There are many types of chemical fingerprint for describing the molecule provided by different tools, such as RDKit, CDK and OpenBabel. This package aims to summarize them all.
-
Clone the repo and navigate to it.
-
Create a predefined Python conda environment by
conda env create -f env/pyfingerprint_env.yml
. -
Activate conda environment and install with pip.
conda activate pyfingerprint pip install git+https://github.com/hcji/PyFingerprint.git
import numpy as np
from PyFingerprint.fingerprint import get_fingerprint, get_fingerprints
cdktypes = ['standard', 'extended', 'graph', 'maccs', 'pubchem', 'estate', 'hybridization', 'lingo',
'klekota-roth', 'shortestpath', 'cdk-substructure', 'circular', 'cdk-atompairs']
rdktypes = ['rdkit', 'morgan', 'rdk-maccs', 'topological-torsion', 'avalon', 'atom-pair', 'rdk-descriptor']
babeltypes = ['fp2', 'fp3', 'fp4', 'spectrophore']
vectypes = ['mol2vec']
smi = 'CCCCN'
output = {}
for f in cdktypes:
output[f] = get_fingerprint(smi, f)
for f in rdktypes:
output[f] = get_fingerprint(smi, f)
for f in babeltypes:
output[f] = get_fingerprint(smi, f)
for f in vectypes:
output[f] = get_fingerprint(smi, f)
output_np = output.copy()
for k, fp in output.items():
output_np[k] = fp.to_numpy()
smlist = ['CCCCC', 'CCCCN', 'CCCCO']
output = {}
for f in cdktypes:
output[f] = get_fingerprints(smlist, f)
for f in rdktypes:
output[f] = get_fingerprints(smlist, f)
for f in babeltypes:
output[f] = get_fingerprints(smlist, f)
for f in vectypes:
output[f] = get_fingerprints(smlist, f)
output_np = output.copy()
for k, fps in output.items():
output_np[k] = np.array([fp.to_numpy() for fp in fps])
@article{doi:10.1021/acs.analchem.0c01450,
author = {Ji, Hongchao and Deng, Hanzi and Lu, Hongmei and Zhang, Zhimin},
title = {Predicting a Molecular Fingerprint from an Electron Ionization Mass Spectrum with Deep Neural Networks},
journal = {Analytical Chemistry},
volume = {92},
number = {13},
pages = {8649-8653},
year = {2020},
doi = {10.1021/acs.analchem.0c01450},
note ={PMID: 32584545},
URL = {
https://doi.org/10.1021/acs.analchem.0c01450
}}
**standard**: Considers paths of a given length. These are hashed fingerprints, with a default length of 1024.
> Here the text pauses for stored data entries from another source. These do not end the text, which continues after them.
Issue #1350, opened 2024-11-15
Cypht marking all emails as read


PaulTGG:
## 🐛 Bugreport
The latest Cypht is marking all messages per account as being read, if you open an email (not inline), and perform an action on it (such as delete).

### Version & Environment

Rev: 02182bb

OS:  []

### Steps to reproduce
1. Install Cypht
2. Open an email with an account that has some unread messages in it.
3. Delete the email.  The other messages in that accounts inbox will be marked as read.

PaulTGG:
More info: I just noticed that reading one email marks all the other emails in that account as being read.  No specific action required in the test I just did.

christer77:
Thanks for this.

I'm getting started

christer77:
Hello @PaulTGG 

I must say that I tested both cases, but I can't reproduce issue. In short, unread messages remain as such.

PaulTGG:
Hi @christer77, I just tried again, with a fresh Debian install, and a fresh install of the latest Cypht master.  As soon as I opened one email (in this case, it was not inline), and went back to my combined inbox, all the other emails for that account were marked as read.  (I confirmed this with a separate email app.)

marclaporte:
@PaulTGG @christer77 please coordinate a screenshare on https://gitter.im/cypht-org/community

christer77:
Hi @PaulTGG,

Can you confirm [this](https://github.com/cypht-org/cypht/pull/1376)

PaulTGG:
@christer77 Looks good to me, thanks!

PR #1376, opened 2024-11-21
[FIX]Cypht marking all emails as read

christer77:
Related [issue](https://github.com/cypht-org/cypht/issues/1350)

Related [RFC](https://www.rfc-editor.org/rfc/rfc3501)


christer77:
> @christer77 please add the rfc link in the PR description

okay

Issue #1355, opened 2024-11-16
Display raw not working


ulfgebhardt:
## 🐛 Bugreport

Display raw not working.

When I click on `Raw` in the top menu of an email to see headers and alike, I am redirected to the startpage.
It is not possible to display an raw email.

### Version & Environment

Rev: [v2.4.0]

OS:  [chromium, alpine]

### Mitigation

There is a `Show Source` which opens a new window with what I need. not as convenient, but it serves its purpose.

### Steps to reproduce
1. Open Mail
2. Click `Raw`
3. Get redirected - no raw email
4. ...
5. Profit

ulfgebhardt:
> @ulfgebhardt, thank you for your report! The `raw` action should be removed, as the `show source` action provides all the necessary data and offers additional functionalities, such as Download and Copy to Clipboard.

I like the `raw` method way more then the show source - thats your choice in the end, but the raw thing is very useful

jacob-js:
> but the raw thing is very useful

Please explain!

ulfgebhardt:
> > but the raw thing is very useful
> 
> Please explain!

Assume you have an email like this and you are unsure if its legit or whatever is wrong with it and you want to investigate
![image](https://github.com/user-attachments/assets/2b63e421-b821-46b9-ba87-df95a9040692)

You can just switch to `raw` mode and see whats happening - inline & fast - no need to switch tabs, no further hustle (also notice the nice clean interface with very little colors) - once your done you can switch back to `normal` and keep reading.
![image](https://github.com/user-attachments/assets/ba0724c9-4299-429e-b098-44763a058e16)

In terms of usability the proposed solution is a regression.
> Open Email -> Raw -> Normal
> Open Email -> Show Source -> Switch Tab -> Close Tab

The same workflow applies to images - see #1367 - with inline images you don't need to download them and fiddle them out of the downloads folder, but just can look at them - no hustle

mercihabam:
The reasoning here is that the page used for opening a message functions as a reading board, not a debugging window. Most users don’t even know what "raw" refers to in the context of emails, so it doesn’t make sense to keep it within the message template frame. Additionally, opening the source in a new tab, where it occupies the entire screen, makes it easier for users to focus on the content.

PR #1377, opened 2024-11-21
[REF] output_modules.php Remove the unnecessary Raw action displayed …

amaninyumu1:
[Related Issue](https://github.com/cypht-org/cypht/issues/1355)


modules/imap/output_modules.php
```diff
@@ -376,9 +376,6 @@ protected function output() {
             if ($msg_part === '0') {
                 $txt .= ' | <a class="normal_link hlink msg_part_link normal_link" data-message-part="" href="#">'.$this->trans('normal').'</a>';
```
jacob-js, line 377: We don't have any use for this anymore. Please remove it as well!

amaninyumu1: it's done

**extended**: Similar to the standard type, but takes rings and atomic properties into account into account.
**graph**: Similar to the standard type by simply considers connectivity.
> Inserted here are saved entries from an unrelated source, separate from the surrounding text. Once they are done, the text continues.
PR #1380, opened 2024-11-23
refactor(backend): db session locking to support exclusive mode

Shadow243:
Related task [item89272](https://avan.tech/item89272)


lib/session_db.php
```diff
@@ -169,4 +185,94 @@ public function db_start($request) {
...
+     */
+    private function acquire_lock($key) {
+        $lock_name = 'session_lock_' . substr(hash('sha256', $key), 0, 51);        
+        $query = '';
+        $params = [];
+
+        switch ($this->db_driver) {
+            case 'mysql':
+                $query = 'SELECT GET_LOCK(:lock_name, :timeout)';
+                $params = [':lock_name' => $lock_name, ':timeout' => $this->lock_timeout];
```
kroky, line 202: We should implement the lock_timeout in other drivers as well - this is important for concurrent requests. You can use a polling mechanism with intervals of 500ms to 1 second.

scripts/setup_database.php
```diff
@@ -86,8 +86,11 @@
 if (strcasecmp($session_type, 'DB')==0) {
     printf("Creating database table hm_user_session ...\n");
 
-    if ($db_driver == 'mysql' || $db_driver == 'sqlite') {
+    if ($db_driver == 'mysql') {
         $stmt = "{$create_table} hm_user_session (hm_id varchar(255), data longblob, date timestamp, primary key (hm_id));";
+    } elseif($db_driver == 'sqlite') {
+        //0 means unlocked, 1 means locked 
+        $stmt = "{$create_table} hm_user_session (hm_id varchar(255), data longblob, lock INTEGER DEFAULT 0, date timestamp, primary key (hm_id));";
```
kroky, line 93: How would existing users update their databases? I think we should introduce some kind of a migration mechanism or handle this in the code.

lib/session_db.php
Shadow243: @kroky I just updated, I just did a test with mysql. I'm waiting to see if there are any corrections from you so far before confirming with `pgsql` too but it should work for `pgsql` too

Shadow243:
@kroky I tested with postgresql and mysql

I got a new error with postgres:
```
CREATE TABLE
psql:/home/runner/work/cypht/cypht/tests/phpunit/data/schema_postgres.sql:10: ERROR:  type "longblob" does not exist
LINE 1: ... EXISTS hm_user_session (hm_id varchar(255), data longblob,
```

lib/session_db.php
kroky: The polling looks good.

scripts/setup_database.php
kroky: The way you did it is a bit fragile and would require careful maintenance of the existing db schema as a php array which might be a problem for programmers. I'd suggest we use a migration-kind of mechanism where we have initial schema and then migration files for each change we do - much like Laravel, Rails and other similar frameworks work. The migrations can be simple sql files in a special directory where the main schema resides. Then a simple script can be added to migrate - checking which ones are already executed and executing the rest. We should have a table to track the executed migrations, so some kind of ID or migration file name should be recorded in that table.

kroky:
It seems postgres is trying to use the schema file for mysql and not the one for postgres - check the calling code and why does it try that.

scripts/setup_database.php
Shadow243: oh i see. I'l work on that.

Shadow243:
> It seems postgres is trying to use the schema file for mysql and not the one for postgres - check the calling code and why does it try that.

Previously, we had a single file. I added a separate one specific to PostgreSQL, using the bytea type for the data field instead of longblob.

Shadow243:
@kroky The current function effectively generates a migration file with a timestamp-based name, ensuring the correct order of migrations. While this implementation works as expected, it could be improved by adding more flexibility. Once the PR: https://github.com/cypht-org/cypht/pull/1196 is approved, we can further enhance this functionality by integrating Symfony Console, making migration management more flexible and accessible directly from the command line.

kroky:
> @kroky The current function effectively generates a migration file with a timestamp-based name, ensuring the correct order of migrations. While this implementation works as expected, it could be improved by adding more flexibility. Once the PR: #1196 is approved, we can further enhance this functionality by integrating Symfony Console, making migration management more flexible and accessible directly from the command line.
> 
> Once the PR is validated, I will also migrate the tests to use migrations for table creation and remove all .sql files

This was is better but I'd like to change the approach. I see you copied large chunks of class contents from other frameworks. This is not the way to go because it makes maintenance harder and probably violates licenses. If you really wish to be fancy with php migrations, you can take a look here: https://packagist.org/?query=migrate for a suitable library and use one via composer. No need to maintain all that code.
Otherwise, my idea was much more simpler - do sql migrations - files stored in database/*.sql - run them one by one with timestamps and just execute whatever is there. No rollback. This should allow for the migration runner to be as simple as 1-2 methods with several lines of code - get all the migrations, check what has not been run against the current db and execute it via PDO.

Shadow243:
> This was is better but I'd like to change the approach. I see you copied large chunks of class contents from other frameworks. This is not the way to go because it makes maintenance harder and probably violates licenses. If you really wish to be fancy with php migrations, you can take a look here: https://packagist.org/?query=migrate for a suitable library and use one via composer. No need to maintain all that code.
> Otherwise, my idea was much more simpler - do sql migrations - files stored in database/*.sql - run them one by one with timestamps and just execute whatever is there. No rollback. This should allow for the migration runner to be as simple as 1-2 methods with several lines of code - get all the migrations, check what has not been run against the current db and execute it via PDO.

You raised valid points, and I agree that maintaining a custom migration system could become complex over time.

If we consider using .sql files for database migrations, we must address compatibility across different database engines. SQL syntax can vary between systems like MySQL, PostgreSQL, and SQLite. To manage this, we could organize migrations into subdirectories by engine, such as:
```
/database/migrations/mysql
/database/migrations/postgresql
/database/migrations/sqlite
```
The migration runner would detect the current database engine and execute only the files from the relevant directory. This keeps the migration process straightforward while supporting multiple database systems.

Alternatively, leveraging a well-maintained package from Packagist could be a more robust and scalable solution. Libraries such as [bizley/migration](https://packagist.org/packages/bizley/migration) offer extensive support for multiple database systems and advanced features like schema management. Another option is [doctrine/migrations](https://packagist.org/packages/doctrine/migrations), which provides powerful migration capabilities but may introduce additional complexity.

Each approach has its strengths. Using .sql files keeps things simple and transparent but requires custom implementation and careful handling of database-specific syntax(ex: 20241209040300_add_lock_to_hm_user_session_table.sql). Adopting a mature package simplifies maintenance and enhances functionality but adds external dependencies and a learning curve.

@kroky What can you advise me ?

kroky:
Yes, both options are valid. I think it is more in the spirit of cypt to go with the simpler approach and use per-database migration file. Cypht database is relatively simple, schema changes are not done often, so it doesn't make sense to me to include big dependencies as doctrine now.

Shadow243:
> > Yes, both options are valid. I think it is more in the spirit of cypt to go with the simpler approach and use per-database migration file. Cypht database is relatively simple, schema changes are not done often, so it doesn't make sense to me to include big dependencies as doctrine now.
> 
> Understood, I will create the SQL files for each DBMS and test then after ping you.

Shadow243:
@kroky I  updated schema for all databases(sqlite,pgsql and mysql). you can review.

database/migrations/pgsql/20241209010100_create_hm_user_table.sql
```diff
@@ -0,0 +1,12 @@
+DROP TABLE IF EXISTS hm_user;
+
+DO $$
+BEGIN
+    IF NOT EXISTS (SELECT 1 FROM information_schema.tables
```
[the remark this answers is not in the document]
Shadow243: I'm implementing it now and will push the update tonight.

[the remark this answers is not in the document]
Shadow243: @kroky I have updated and tested the changes with MySQL, and everything is working as expected. Please review the implementation, and once confirmed, I will proceed with testing on SQLite and PostgreSQL to ensure compatibility across all databases.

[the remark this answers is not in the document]
kroky: MySQL one looks great, thanks!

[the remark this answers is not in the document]
Shadow243: @kroky everything is working as expected with other sqlite and Postgres too.

database/migrations/sqlite/20241209010200_add_lock_columns.sql
```diff
@@ -0,0 +1,21 @@
+PRAGMA foreign_keys=off;
+
+CREATE TABLE hm_user_session_new (
```
kroky, line 3: Isn't there an alter table statement in sqlite?

database/migrations/sqlite/20241209010200_add_lock_columns.sql
```diff
@@ -0,0 +1,5 @@
+ALTER TABLE hm_user_session 
+ADD COLUMN hm_version INT DEFAULT 1;
+
+ALTER TABLE hm_user_session 
+ADD COLUMN lock INT DEFAULT 0;
```
kroky, line 5: Why lock is only in sqlite migration? I think the migrations need to be the same for all drivers/engines.

database/mysql_schema.sql
```diff
@@ -0,0 +1,18 @@
...
+    username VARCHAR(255), 
+    hash VARCHAR(255), 
+    PRIMARY KEY (username)
+);
+
+CREATE TABLE IF NOT EXISTS hm_user_session (
+    hm_id VARCHAR(255), 
+    data LONGBLOB, 
+    date TIMESTAMP, 
+    PRIMARY KEY (hm_id)
```
kroky, line 11: I don't see the hm_version here. This file needs to have the complete up-to-date db schema structure.

database/migrations/sqlite/20241209010200_add_lock_columns.sql
kroky: Ok, I see, sqlite uses artificial locking via a column. Ignore this msg.

database/mysql_schema.sql
Shadow243: I wanted to share the approach I took for handling the recent updates. I created the initial migration to add the hm_version and lock columns specifically for SQLite. The original database schema has been kept unchanged in DB_DRIVEZ_schema.sql. For new updates, I’ve been creating individual migrations, such as 20241209010200_add_hm_version_columns.sql.

This way, users with an existing database will only need to apply the migration to add the missing hm_version and lock columns for SQLite. I deliberately didn’t include these columns in DB_DRIVEZ_schema.sql, as I considered this more of an update for users cloning the latest version.

However, if we decide to keep all columns in DB_DRIVEZ_schema.sql, should we still maintain the new migration as well? My thought was that everything introduced, including in this PR, should be treated as updates. Please let me know if this aligns with your expectations or if adjustments are needed.

Shadow243: @kroky  I updated, can your review please !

**hybridization**: Similar to the standard type, but only consider hybridization state.
**estate**: 79 bit fingerprints corresponding to the E-State atom types described by Hall and Kier.
**cdk-atompairs**: CDK's implementation of the atompairs fingerprint
**cdk-substructure**: CDK substructure fingerprint, basically identical to openbabel's fp4.
**pubchem**: 881 bit fingerprints defined by PubChem.
**klekota-roth**: 4860 bit fingerprint defined by Klekota and Roth.
**shortestpath**: A fingerprint based on the shortest paths between pairs of atoms and takes into account ring systems, charges etc.
**rdk-descriptor**: Various molecular descriptors implemented and calculated by RDKit.
**circular**: An implementation of the ECFP6 fingerprint.
**lingo**: An implementation of the LINGO fingerprint.
**rdkit**: Another implementation of a Daylight-like fingerprint by RDKit.
**maccs**: The popular 166 bit MACCS keys described by MDL.
**avalon**: Substructure or similarity Avalon fingerprint.
**atom-pair**: RDKit Atom-Pair fingerprint.
**topological-torsion**: RDKit Topological-Torsion Fingerprint.
**morgan**: RDKit Morgan fingerprint.
**fp2**: OpenBabel FP2 fingerprint, which indexes small molecule fragments based on linear segments of up to 7 atoms in length.
**fp3**: OpenBabel FP3 fingerprint, which is a fingerprint method created from a set of SMARTS patterns defining functional groups.
**fp4**: OpenBabel FP4 fingerprint, which is a fingerprint method created from a set of SMARTS patterns defining functional groups.
**spectrophore** Openbabel implementation of the spectrophore fingerprint (https://github.com/silicos-it/spectrophore).
**mol2vec**: Unsupervised machine learning approach for mulecule representation.